LDAP authentication troubleshooting
A couple of odd issues have arisen that suggest that I need to tweak my config files.
Context: new machine build. No netlink users have logged in yet. Local
accounts log in fine. Auth stack config'd to talk to ldap1p on port 636.
The daemon I'm using (nslcd) is config'd to continue trying until it
gets a response. NOTE: I can't find details on how long it waits before
reporting a failure (no obvious TTL settings), but the results suggest
that it's either getting back a "auth failed" message from the server,
or the TTL is incredibly short.
Sequence:
1) Netlink user attempts login on machine "carrot". Fails with either
"Authentication Failure" or "no user account available" message at GDM.
This recurs 3 or 4 times (messages can switch back and forth) until
finally the login succeeds.
2) User immediately goes to another identically built machine and
successfully logs in first time.
I've repeated this 3 times this morning. I'll continue to monitor it
over the next few days as I'm still wondering if the local machine
caches users: as in, will previously-auth'd netlink users have no more
trouble logging in once they've succeeded?
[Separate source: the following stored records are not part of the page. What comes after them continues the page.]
PR #102, opened 2021-09-07
Fixes and updates

simonwiles:
This PR includes:

1. a fix for mousewheel zooming (this one has been on a couple of branches but hasn't gone in yet -- it should go in here)
2. a fix for the race condition whereby `annotateHoleData()` could be called before the hole data was available (which is blocking deployment of #101 and #100, I think)
3. a fix for the notification not showing when an invalid DRUID is supplied via http get params, which was introduced in #93 

Along with (3), the notification itself has been tweaked and access to the roll selector widget has been made available, so that rather than just having to reload the page without the defective DRUID param, a user can just pick a roll directly from that page load.

(2) was originally intended to be merged along with a more thorough overhaul of the way the hole data is passed around the application in concert with the expressionizer implementation.  The commits here are just the first step of that, but if they go in now we can deploy the other code that's waiting on this part.

### DIFF
--- a/.eslintrc.js
+++ b/.eslintrc.js
@@ -17,10 +17,11 @@ module.exports = {
     },
   ],
   rules: {
-    "no-underscore-dangle": "off",
-    "no-return-assign": ["error", "except-parens"],
     "no-cond-assign": ["error", "except-parens"],
     "no-param-reassign": ["error", { props: false }],
+    "no-return-assign": ["error", "except-parens"],
+    "no-undef-init": "off",
+    "no-underscore-dangle": "off",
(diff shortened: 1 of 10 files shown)


broadwell:
Just FYI, the race condition on roll load is still around after these changes; it just no longer causes the app to hang entirely upon finding an empty `holesData` in `annotateHoleData()`. Instead, it loads the JSON (metadata) and MIDI for the new roll, but continues to display (and scroll) the old roll in the viewer. But as the description indicates, this is an intermediate step towards a more comprehensive solution, and it definitely improves on the current behavior, so I think it's good to go in.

Is it possible that if a user hasn't hit ldap1p for "a while" it'll take
several attempts to resuscitate the record from the db, but once it's
been accessed it responds more rapidly? One of the users logged in
successfully yesterday, but this morning (on a different machine) it
took 4 attempts to get auth'd. She then logged in to a third machine
with no trouble at all.
A conversation with an ldap sysadmin showed a decided lag in query/response time, but a completely local concern is that logged in users consistently (as in every hour or so) "lose" their name. If they launch a terminal they get a prompt like this:
I have no name!@carrot#:
I installed the ldap-utils package and ran ldapwhoami when the user lost their name and I got this:
ldap_sasl_interactive_bind_s: Can't contact LDAP server (-1)
I looked up the error and it's quite common when openldap clients try to connect with a Sun One Directory Server. OpenLDAP *wants* to use SASL, and SODS *won't* use it.
Apparently, client machines have an ongoing conversation with the ldap server, which may explain why we're getting the "I have no name!" problem: if the server doesn't respond, you have no name. I've also noticed that a test box that I have exhibits problems when coming out of screensaver mode. The screen remains black for as long as a minute before coming back with a gdm screen. I *think* it's not giving me a gdm screen until it makes contact with the server - which may be a while.
I've edited nslcd.conf to include:
sasl_mech ANONYMOUS
which apparently means no SASL (i.e. for unauthenticated guest access). If the "documentation" is accurate, this will stop trying to use SASL and all security will rest in the SSL domain.
NOTE: I got this hint from here.
Update: Looking at this, I *may* be able to cache credentials using the libpam-ccert package. The only question is, does it play nice with the new packages like nslcd etc.